Their findings were recently published in the Journal of the American Chemical Society. The insights could open the door to a new approach of developing combinatory synthetic crystal growth inhibitors that would rely on synergy that could help advance the frozen food industry or lead to greater cold resistance for living plants, or advances in cryopreservation of tissues and organs.
Fish that live in cold waters have special proteins in their blood stream that prevent tiny ice crystal from growing. These special proteins are named antifreeze proteins. Some fish produce up to 12 different antifreeze proteins, which vary in their ice inhibition efficiency, although their structures are similar. Curiously, the most abundant antifreeze protein in the fish’s blood is a passive antifreeze protein, which cannot inhibit ice growth on its own. Mixtures of these proteins in the laboratory showed that when adding a small amount of an active protein to a passive protein, the mixture is capable of much higher inhibitory effect.
A mixture of two-colored antifreeze proteins binding to the same ice crystal at different locations on the crystal.
“While this effect was discovered more than a decade ago, it was not clear until now how two types of antifreeze proteins can exhibit synergy,” Dr. Drori explains. “We used two types of antifreeze proteins, passive and active, and colored each one with a different dye. After mixing the two-colored proteins, we saw that each protein binds to a specific location on the ice crystal, and a better coverage of the ice crystal is achieved.”

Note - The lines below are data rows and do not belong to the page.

PR #293, opened 2023-10-31
Update wanted ebooks list

weijia-cheng:
Firefox complains that the *Circular Staircase* line is not properly formatted. I think the hyphens were throwing off the HTML parser.

I also removed Bierce (already done) and Hughes (well in progress) from the wanted list.


acabal:
Interesting, thanks. I fixed this myself before I saw this PR so I'll just close this

PR #525, opened 2018-02-09
Skia on iOS

nornagon:
This builds, but I haven't tested the resulting binaries as I don't have a test project that runs Java on iOS.


nornagon:
@radxe could you pull this branch and try it out?

saudet:
Awesome, thanks! Could we do Android as well possibly?

nornagon:
Could do, but Android has a Skia library [built in](https://developer.android.com/reference/android/graphics/Canvas.html), so I don't know why someone would want that.

saudet:
Good point, probably not useful...

nornagon:
I guess it might be good if you're doing something cross-platform and don't
want to switch API or build an abstraction?

saudet:
Maybe... In any case, the new iOS builds seem to work fine, but they're breaking Linux and Mac:
https://travis-ci.org/bytedeco/javacpp-presets/builds/339662327

nornagon:
Updated. 🤞

nornagon:
Looks like the appveyor build failure was a transient network issue, so this should be good to merge now I think

PR #555, opened 2018-04-18
Added OpenCV Saliency Support

Skazzino:
Hi, as discussed in the issue [#958](https://github.com/bytedeco/javacv/issues/958) on the JavaCV repository, I've added the Saliency library of OpenCV3. However, since this is my first approach to JavaCV building, I want to know if everything is correct. Thanks.


saudet:
Looks good, thanks! Let's see what the CI servers have to say about it...

Issue #558, opened 2018-04-30
LLVM: Missing bindings for creating new 'CatchPad' instructions.


RobertStanforth:
The LLVM presets (great utility btw) lacks bindings for the following functions relating to the new 'CatchPad' style of exception handling:

LLVMBuildCatchPad
LLVMBuildCatchSwitch
LLVMBuildCatchRet
LLVMBuildCleanupPad
LLVMBuildCleanupRet

Would it be possible to implement these?

saudet:
I'm sure they can! BTW, contributions are welcome.

PR #559, opened 2018-05-01
Issue #558 - Bindings for creating new 'CatchPad' instructions

RobertStanforth:
Add bindings for:
LLVMBuildCatchPad
LLVMBuildCatchSwitch
LLVMBuildCatchRet
LLVMBuildCleanupPad
LLVMBuildCleanupRet


saudet:
This doesn't work. Those functions aren't part of LLVM 6.0.0. Where are
they from?

RobertStanforth:
Oh - it looks as if they're new in LLVM 7 (which is not yet released).
http://llvm.org/doxygen/IR_2Core_8cpp_source.html#l02561
I hadn't realised they were quite so cutting edge.
Thanks for taking a look.

saudet:
LLVM 7.0.0 has been released, the presets updated in commit https://github.com/bytedeco/javacpp-presets/commit/665537549df8538bf808c601a82ee604de611292 now contain wrappers for these functions, and snapshot builds are also available until the next release:
http://bytedeco.org/builds/
https://github.com/bytedeco/javacpp-presets/tree/master/llvm
Enjoy!

Issue #409, opened 2017-04-18
Sophisticated example for JavaCPP - Tensorflow


szingerpeter:
Dear All,

I have seen the [example](https://github.com/bytedeco/javacpp-presets/tree/master/tensorflow#the-srcmainjavaexampletrainerjava-source-file) for using Tensorflow with Java. I did not really manage to understand what was going on in the code. Would it be possible to have some more documentation on it? 
Moreover, I would be interested in a bit more sophisticated example or at least some guidance how I should / could use Tensorflow in Java. I think it is a great initiative, but I feel a bit lost on how I could implement for example a feed-forward neural network with for example 2 hidden layers and 5 classes by using Tensorflow JavaCPP bindings. 
Thank you for any help!

Cheers,
Peter

saudet:
It basically maps the C++ API, so for example we could easily port this example to Java:
https://github.com/tensorflow/tensorflow/tree/master/tensorflow/examples/label_image
That should be pretty easy to do! Sounds good?

szingerpeter:
Thank you for your reply.
Unfortunately, I am not familiar with C++, but will try to make sense out of the example you sent me!

saudet:
It shouldn't be too hard. If you have any questions, please post to the mailing list or ask on Gitter! Thanks

allenjack:
I agree with @szingerpeter. It is better to provide an example about how to train a simple neural network. I am also facing this problem that how to start from scratch with Java API. There are few materials can be referred to.

saudet:
@allenjack That's cool, contributions are welcome!

saudet:
@allenjack FYI, here is a complete training example using only the C++ API:
https://matrices.io/training-a-deep-neural-network-using-only-tensorflow-c/
It should be pretty straightforward to translate this to Java, but please let me know if you encounter any issues. Thanks for your interest!

allenjack:
Thank you so much. I will have a try and let you know.

saudet:
Many thanks to @Neiko2002, we now have a Java translation of that complete training example:
https://github.com/bytedeco/javacpp-presets/blob/master/tensorflow/samples/src/main/java/org/bytedeco/javacpp/samples/tensorflow/CarPricePredictionExample.java
Enjoy!

saudet:
BTW, it's now also possible to train using Keras:
https://github.com/bytedeco/javacpp-presets/blob/master/tensorflow/samples/KerasMNIST.java
[...]

PR #563, opened 2018-05-21
Add OutputVector class and a more complex example to Tensorflow

Neiko2002:
I have created a smaller version of the ExampleTrainer script and was working on a complete training example. In order to finish it some additional features were needed. e.g. the AddN constructor needed an InputList which itself  requires a vector of outputs. The vector does not exists right now, as far as I know.
```
public AddN(@Const @ByRef Scope scope, @ByVal InputList inputs) 
...
public InputList(@StdVector Output out)
```

The sames goes for the AddSymbolicGradients method
```
public static native @ByVal Status AddSymbolicGradients(@Const @ByRef Scope scope,
                            @StdVector Output outputs,
                            @StdVector Output inputs,
                            @StdVector Output grad_outputs)
```

This PR creates a OutputVector class and adds three examples: a simpler version of the ExampleTrainer script, a InputListExample and the more sophisticated examples requested in issue #409.


saudet:
Looks good, thanks! Since the samples are not run as tests though, could we put them under the `samples` subdirectory in their own little project with a `pom.xml` file to make them more accessible? (FYI, I'd eventually like to run samples automatically as part of tests, but don't worry about that for now.)

PR #567, opened 2018-05-30
Add tensorflow with gpu support for windows

Neiko2002:
Tested with cuda 9.0 + cudnn 7.0 and cuda 9.2 + cudnn 7.1

Is it possible to merge attributes from other platform annotation? Right now I had to copy the "link" attributes from the "windows" platform to the "windows-x86_64" with "-gpu" extension.

Furthermore it might be better to exchange the "-gpu" extension with "-cuda90" or "-cuda92". On the other hand all the different configurations are horrible (e.g. cuda version, cudnn version, cpu instruction set) to maintain.

### DIFF
--- a/tensorflow/README.md
+++ b/tensorflow/README.md
@@ -60,6 +60,12 @@ We can use [Maven 3](http://maven.apache.org/) to download and install automatic
             <version>1.8.0-1.4.2-SNAPSHOT</version>
             <classifier>macosx-x86_64-gpu</classifier>
         </dependency>
+        <dependency>
+            <groupId>org.bytedeco.javacpp-presets</groupId>
+            <artifactId>tensorflow</artifactId>
+            <version>1.8.0-1.4.2-SNAPSHOT</version>
+            <classifier>windows-x86_64-gpu</classifier>
+        </dependency>
 
     </dependencies>
 </project>
--- a/tensorflow/cppbuild.sh
+++ b/tensorflow/cppbuild.sh
@@ -145,7 +145,9 @@ case $PLATFORM in
         mkdir -p ../build
         cd ../build
         "$CMAKE" -A x64 -DCMAKE_BUILD_TYPE=Release -DPYTHON_EXECUTABLE="C:/Python27/python.exe" -Dtensorflow_BUILD_PYTHON_BINDINGS=OFF -Dtensorflow_BUILD_SHARED_LIB=ON -Dtensorflow_WIN_CPU_SIMD_OPTIONS=/arch:AVX -G"Visual Studio 14" $CMAKE_GPU_FLAGS -DCUDNN_HOME="$CUDA_PATH" ../tensorflow-$TENSORFLOW_VERSION/tensorflow/contrib/cmake
-        MSBuild.exe //p:Configuration=Release /maxcpucount:$MAKEJ tf_core_gpu_kernels.vcxproj
+        if [[ "$EXTENSION" == *gpu ]]; then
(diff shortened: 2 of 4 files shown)


saudet:
Unfortunately, it's not currently possible to "merge" annotation values as it would make it hard to override them. If you have a good idea to enhance JavaCPP that would allow both concatenating and overriding results easily with annotations like this, let me know!

Other than that, we'll need to leave ` -DPYTHON_EXECUTABLE="C:/Python27/python.exe" ` in there because it won't build with the version of Python that comes with MSYS2.

Neiko2002:
Added the PYTHON_EXECUTABLE again.

saudet:
I can't get it to build here. The Python script don't seem to be running properly. Which distribution of Python are you using?

Neiko2002:
Python 3.6 was in the path of the system. Which python script has problems?

saudet:
No, it doesn't seem to be because of the version of Python, it doesn't work with 3.6.5 either. I'm getting this kind of error:
```
CMake Error: Could not open file for write in copy operation C:/msys64/tmp/javacpp-presets/tensorflow/cppbuild/windows-x86_64-gpu/tensorflow-1.8.0/tensorflow/contrib/cmake/build/CMakeFiles/tf_core_gpu_kernels.dir/__/__/core/kernels/tf_core_gpu_kernels_generated_cwise_op_gpu_squared_difference.cu.cc.obj.cmake.pre-gen.tmp
CMake Error: : System Error: No such file or directory
CMake Error at C:/msys64/mingw64/share/cmake-3.8/Modules/FindCUDA.cmake:1511 (configure_file):
  configure_file Problem configuring file
Call Stack (most recent call first):
  C:/msys64/mingw64/share/cmake-3.8/Modules/FindCUDA.cmake:1723 (CUDA_WRAP_SRCS)
  tf_core_kernels.cmake:217 (cuda_add_library)
  CMakeLists.txt:448 (include)
```
A Python script somewhere is supposed to create those .cmake.pre-gen.tmp files, but they don't get (all) created for some reason here on my installation of Windows 10.

saudet:
All the failing paths are longer than 260 characters, so this has something to do with the MAX_PATH limit:
https://bugs.python.org/issue18199
https://bugs.python.org/issue27731
But enabling support for it in the registry does not help, hum...

Neiko2002:
I had path length problems somewhere else, so my directory is just called: f:/G/JP/tensorflow/. But if this is really an issue we should check it somewhere and tell the user beforehand.

saudet:
This is working well for me, thanks! I've uploaded snapshots manually and will keep doing that until we figure out what to do about the CI service (issue #568).

Let's hope they get Bazel working before long; a build time of 4 hours is pretty ridiculous. As far as I know, we're only missing support for static libraries: https://github.com/bazelbuild/bazel/issues/1920

BTW, keep an eye on https://github.com/tensorflow/tensorflow/issues/17390. Google is expending effort to build a community around support for Java.

Neiko2002:
@saudet Thanks for pointing me to #17390. There are too many Tensorflow Github tickets to follow. I will be at a conference in Yokohama (Japan) next week and have same holidays afterwards. When I'm back in office I could start working on examples for feature.pb.h, example.pb.h, record_reader.h, record_writer.h.

The other day I was building Tensorflow with Bazel but had the feeling it takes much longer on Windows and uses less available resources as cmake.

saudet:
Which conference is that BTW? I live in Japan, not too far from Yokohama/Tokyo...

The researchers used microfluidic devices, a technology that includes micron-sized channels enabling liquid to flow through the device. Dr. Drori used microfluidic devices to grow ice crystals in the channels and to exchange the solution around these crystals without melting them.
The team found that regardless of the structure of the antifreeze protein or its origin (fish or plant), the ability of the proteins to synergistically enhance ice inhibition was related to the specific face of the crystal that the proteins bind. Spectroscopic experiments of mixtures of antifreeze proteins provided evidence that these proteins do not interact in solution before they bind to ice.